Est-ce que vous voulez-dire, mes reponses n’en ont pas assez de distinction? Dommage.*
…but enough light-hearted banter. (It is “businessman”, by the way. Spellcheck, eh? Never useful when you really need it. I sympathize.)

I’ll just raise a few points. I feel compelled somehow.

The reason of your misunderstanding might just be that you refer to my main point, but do not address it.
Quote:
Determinism is perfectly understandable (although some philosophers would contest this and cite all the various, contradictory definitions). Determinism is simply the idea that everything has a cause, that things do not spontaneously or randomly happen. Understanding the brain will not help understand determinism but will help us to understand how this physically determined system, the brain, produces intelligence.[…]
… the intelligence that some brains use to critique the ideas of “free will” and come up with the idea of “determinism”.
What ultimate privilege does this idea have over the contrasting one of “free will” (let alone “limited, but existing, self-awareness”), if they are all ideas that our brain has produced, using its intelligence?

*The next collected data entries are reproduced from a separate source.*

PR #10239, opened 2024-10-17
CONTRIB: Fixed typo in env var for cuda_hooks gtest.

rakhmets:
## What
Fixed typo in env var for cuda_hooks gtest.

### DIFF
--- a/contrib/test_jenkins.sh
+++ b/contrib/test_jenkins.sh
@@ -878,7 +878,7 @@ run_malloc_hook_gtest() {
 
 	echo "==== Running cuda hooks with far jump, $compiler_name compiler ===="
 	$TIMEOUT env \
-		UCM_BISTRO_FORCE_FAR_JUMP=y \
+		UCX_MEM_BISTRO_FORCE_FAR_JUMP=y \
 		GTEST_FILTER='cuda_hooks.*' \
 			make -C test/gtest test
 }


iyastreb (approved):

brminich (dismissed):

contrib/test_jenkins.sh
```diff
@@ -878,7 +878,7 @@ run_malloc_hook_gtest() {
 
 	echo "==== Running cuda hooks with far jump, $compiler_name compiler ===="
 	$TIMEOUT env \
-		UCM_BISTRO_FORCE_FAR_JUMP=y \
+		UCX_BISTRO_FORCE_FAR_JUMP=y \
```
yosefe, line 881: i think it should be `UCX_MEM_BISTRO_FORCE_FAR_JUMP=y`
```
$ ./build-devel/src/tools/info/ucx_info -c|grep BIST
UCX_MEM_BISTRO_FORCE_FAR_JUMP=n
```

yosefe (changes requested):

contrib/test_jenkins.sh
rakhmets: Yes, you're right.
Force-pushed the change since it is one line commit.

brminich (approved):

PR #10240, opened 2024-10-18
UCM: Fixed race condition in parsing proc maps

iyastreb:
## What
Segfault in MT applications using CUDA memory allocated before UCX is initialised.

## Why ?
Segfault happens because UCX treats passed memory buffer as HOST memory instead of CUDA
Because `memtype_cache` does not contain all maps allocated before UCX init
Because `ucs_memtype_cache_get_global` creates multiple instances of `memtype_cache`, but concurrent init is buggy
```
ucp_datatype_iter_detect_mem_info
  ucp_memory_detect
    ucp_memory_detect_internal
      ucs_memtype_cache_lookup
        ucs_memtype_cache_get_global
          **create ucs_memtype_cache_t per each concurrent thread**
            ucm_set_event_handler
              get_existing_alloc
                ucm_cudamem_get_existing_alloc
                  ucm_parse_proc_self_maps  << parallel reads, but read is **destructive**
```

## How ?
- Fixed destructive read in ucm_parse_proc_self_maps
- Added unit test that reproduces the issue
- Micro optimisations for constant string comparison

### DIFF
--- a/src/ucm/cuda/cudamem.c
+++ b/src/ucm/cuda/cudamem.c
@@ -368,15 +368,15 @@ out:
 static int ucm_cudamem_scan_regions_cb(void *arg, void *addr, size_t length,
                                        int prot, const char *path)
 {
-    static const char *cuda_path_pattern = "/dev/nvidia";
-    ucm_event_handler_t *handler         = arg;
+    static const char cuda_path_pattern[] = "/dev/nvidia";
+    ucm_event_handler_t *handler          = arg;
     ucm_event_t event;
 
     /* we are interested in blocks which don't have any access permissions, or
      * mapped to nvidia device.
      */
     if ((prot & (PROT_READ | PROT_WRITE | PROT_EXEC)) &&
-        strncmp(path, cuda_path_pattern, strlen(cuda_path_pattern))) {
+        strncmp(path, cuda_path_pattern, sizeof(cuda_path_pattern) - 1)) {
         return 0;
     }
 
--- a/src/ucm/rocm/rocmmem.c
+++ b/src/ucm/rocm/rocmmem.c
@@ -172,12 +172,12 @@ out:
 static int ucm_rocm_scan_regions_cb(void *arg, void *addr, size_t length,
                                     int prot, const char *path)
 {
-    static const char *rocm_path_pattern = "/dev/dri";
-    ucm_event_handler_t *handler = arg;
+    static const char rocm_path_pattern[] = "/dev/dri";
+    ucm_event_handler_t *handler          = arg;
     ucm_event_t event;
 
     if ((prot & (PROT_READ | PROT_WRITE | PROT_EXEC)) &&
-        strncmp(path, rocm_path_pattern, strlen(rocm_path_pattern))) {
+        strncmp(path, rocm_path_pattern, sizeof(rocm_path_pattern) - 1)) {
         return 0;
     }
     ucm_debug("dispatching initial memtype allocation for %p..%p %s", addr,
--- a/src/ucm/util/sys.c
+++ b/src/ucm/util/sys.c
@@ -150,7 +150,7 @@ void ucm_parse_proc_self_maps(ucm_proc_maps_cb_t cb, void *arg)
 {
     static char  *buffer         = MAP_FAILED;
     static size_t buffer_size    = 32768;
-    static pthread_rwlock_t lock = PTHREAD_RWLOCK_INITIALIZER;
+    static pthread_mutex_t lock  = PTHREAD_MUTEX_INITIALIZER;
     ssize_t read_size, offset;
     unsigned long start, end;
     char prot_c[4];
@@ -168,7 +168,7 @@ void ucm_parse_proc_self_maps(ucm_proc_maps_cb_t cb, void *arg)
     }
 
     /* read /proc/self/maps fully into the buffer */
-    pthread_rwlock_wrlock(&lock);
+    pthread_mutex_lock(&lock);
 
     if (buffer == MAP_FAILED) {
         buffer = ucm_orig_mmap(NULL, buffer_size, PROT_READ|PROT_WRITE,
@@ -223,11 +223,8 @@ void ucm_parse_proc_self_maps(ucm_proc_maps_cb_t cb, void *arg)
             offset += read_size;
         }
     }
-    pthread_rwlock_unlock(&lock);
 
     close(maps_fd);
-
-    pthread_rwlock_rdlock(&lock);
 
     ptr      = buffer;
     line_num = 1;
@@ -265,7 +262,7 @@ void ucm_parse_proc_self_maps(ucm_proc_maps_cb_t cb, void *arg)
     }
 
 out:
-    pthread_rwlock_unlock(&lock);
+    pthread_mutex_unlock(&lock);
 }
 
 typedef struct {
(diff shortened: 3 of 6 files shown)


src/ucm/cuda/cudamem.c
```diff
@@ -368,15 +368,15 @@ static ucs_status_t ucm_cudamem_install(int events)
...
+    static const char cuda_path_pattern[] = "/dev/nvidia";
+    ucm_event_handler_t *handler          = arg;
     ucm_event_t event;
 
     /* we are interested in blocks which don't have any access permissions, or
      * mapped to nvidia device.
      */
     if ((prot & (PROT_READ | PROT_WRITE | PROT_EXEC)) &&
-        strncmp(path, cuda_path_pattern, strlen(cuda_path_pattern))) {
+        strncmp(path, cuda_path_pattern, sizeof(cuda_path_pattern) - 1)) {
```
tvegas1, line 379: I think this could be an issue since sizeof now incudes '\0' and we don't do prefix comparison anymore?

src/ucm/rocm/rocmmem.c
```diff
@@ -172,12 +172,12 @@ static ucs_status_t ucm_rocmmem_install(int events)
...
 {
-    static const char *rocm_path_pattern = "/dev/dri";
-    ucm_event_handler_t *handler = arg;
+    static const char rocm_path_pattern[] = "/dev/dri";
+    ucm_event_handler_t *handler          = arg;
     ucm_event_t event;
 
     if ((prot & (PROT_READ | PROT_WRITE | PROT_EXEC)) &&
-        strncmp(path, rocm_path_pattern, strlen(rocm_path_pattern))) {
+        strncmp(path, rocm_path_pattern, sizeof(rocm_path_pattern) - 1)) {
```
tvegas1, line 180: same as above

test/gtest/ucs/test_memtype_cache.cc
```diff
@@ -439,6 +439,12 @@ class test_memtype_cache_deferred_create : public test_memtype_cache {
         /* do nothing */
     }
 
+    virtual void cleanup() {
+        /* Clean the global memtype cache */
+        ucs_memtype_cache_cleanup();
+        ucs_memtype_cache_global_init();
```
tvegas1, line 445: for my understanding, why ..global_init()?

src/ucm/util/sys.c
```diff
@@ -235,14 +235,14 @@ void ucm_parse_proc_self_maps(ucm_proc_maps_cb_t cb, void *arg)
         /* address           perms offset   dev   inode   pathname
          * 00400000-0040b000 r-xp  00001a00 0a:0b 12345   /dev/mydev
          */
-        *newline = '\0';
+        length = newline - ptr;
         ret = sscanf(ptr, "%lx-%lx %4c %*x %*x:%*x %*d %n",
```
tvegas1, line 239: shall we also add \n at the end of sscanf line, and verify that ret is exactly the match?

test/gtest/ucs/test_memtype_cache.cc
```diff
@@ -439,6 +439,12 @@ class test_memtype_cache_deferred_create : public test_memtype_cache {
         /* do nothing */
     }
 
+    virtual void cleanup() {
+        /* Clean the global memtype cache */
+        ucs_memtype_cache_cleanup();
```
brminich, line 444: why need to cleanup?

src/ucm/cuda/cudamem.c
```diff
@@ -368,15 +368,15 @@ static ucs_status_t ucm_cudamem_install(int events)
 static int ucm_cudamem_scan_regions_cb(void *arg, void *addr, size_t length,
                                        int prot, const char *path)
 {
-    static const char *cuda_path_pattern = "/dev/nvidia";
-    ucm_event_handler_t *handler         = arg;
+    static const char cuda_path_pattern[] = "/dev/nvidia";
+    ucm_event_handler_t *handler          = arg;
```
brminich, line 372: why is this change needed?

brminich (commented):
can we just use single lock for the whole `ucm_parse_proc_self_maps`?

src/ucm/cuda/cudamem.c
iyastreb: This is a micro-optimisation that I've made while investigating the usage of `ucm_parse_proc_self_maps` callbacks. Basically instead of calculating the length of the string we just use compile time constant

src/ucm/cuda/cudamem.c
tvegas1: missed -1

iyastreb:
> can we just use single lock for the whole `ucm_parse_proc_self_maps`?

Yes, we discussed that, and I reflected a bit more on this.
I tend to agree that having plain mutex lock seems to be a right choice here.

Currently there are 3 use-cases of `ucm_parse_proc_self_maps`:
1. ucs_memtype_cache_get_global initialisation. There is no much sense in making it more scalable, because callbacks ends up calling `ucs_memtype_cache_update_internal` which locks internally. Also it happens only at startup, so not a big deal
2. ucm_shmdt:
```C
    if (!ucm_shm_del_entry_from_khash(shmaddr, &size)) {        // unlikely?
        size = ucm_get_shm_seg_size(shmaddr); -> ucm_parse_proc_self_maps
    }
```
3. ucs_rcache_check_overlap_one:
ucs_get_mem_prot -> ucm_parse_proc_self_maps

So I guess we have RW lock to decouple 2 and 3 workflows, which should not very frequent events.
Therefore I don't think we have a good use case for RW lock here. Locking a read-write lock is more complicated, and because it involves operating system calls, they are slightly slower than mutexes.

src/ucm/util/sys.c
iyastreb: with extended mutex scope we ain't gonna need it anyway

test/gtest/ucs/test_memtype_cache.cc
brminich: ok

brminich (approved):

yosefe:
@iyastreb 
1. Multiple instances of memtype cache: AFAIR we had a real issue of possible lock inversion deadlock. We can try to revert and see the warning. But multiple instances would be created only in case of a race, which is not likely, so IMO it's not a big issue from performance perspective.
2. `ucp_datatype_iter_detect_mem_info` still needs to detect sys_dev in case of non-host memory since we don't have UCP API to pass sys_dev
3. RW lock: i guess the destructive part is `*newline = 0` - we can avoid it probably by using a more accurate pattern of sscanf or copying each line to a local buffer on the stack

brminich:
pls ignore part 3 and use simple lock (per offline discussion)

yosefe (approved):

iyastreb:
> 1. Multiple instances of memtype cache: AFAIR we had a real issue of possible lock inversion deadlock. We can try to revert and see the warning. But multiple instances would be created only in case of a race, which is not likely, so IMO it's not a big issue from performance perspective.

From what I see - the opposite is true, it is very likely that in MT app multiple instances are created.
This happens because all threads call `ucs_memtype_cache_get_global` at startup and this indirectly calls `ucm_parse_proc_self_maps` which is a very expensive and time-consuming call. When self maps are loaded/parsed by the first thread, it is very likely that other threads enter this function as well. When I run 8 threads I typically see 8 such variables being created and then destroyed.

“Determinism” is understandable, granted, but one can also understand the idea of “free will”, even if only to see where its problems lie. One can certainly understand the idea of “determinism”, to the extent that one can see that such expressions such as “ulterior motive”, “suspicion”, “illusion”** (all employed by you on this thread), have no place in a deterministic description of judgment. A more appropriate approach would be to qualify each of these terms by “so-called”, or the like. As they stand, these terms imply judgment, and deterministic systems as we understand them cannot “judge” in the full sense that we use. This is because “judgment” in that fullest sense needs freedom to judge. If we say that a thermostat judges (or decides etc.) the appropriate time to turn on the heating, we do not seriously apply it in the same sense that a chap judges that the time is ripe to nail his secretary. “Determinism” will have to account for the differences in application of the term "judgment", and do more than just state baldly that these differences amount to the same thing. I suppose if there is something unclear in the idea that our theory of determinism must ultimately explain how we ourselves can arrive at such a theory, and furthermore to do this without the need to define ourselves as more than very sophisticated thermostats, then this point will still remain cloudy to you.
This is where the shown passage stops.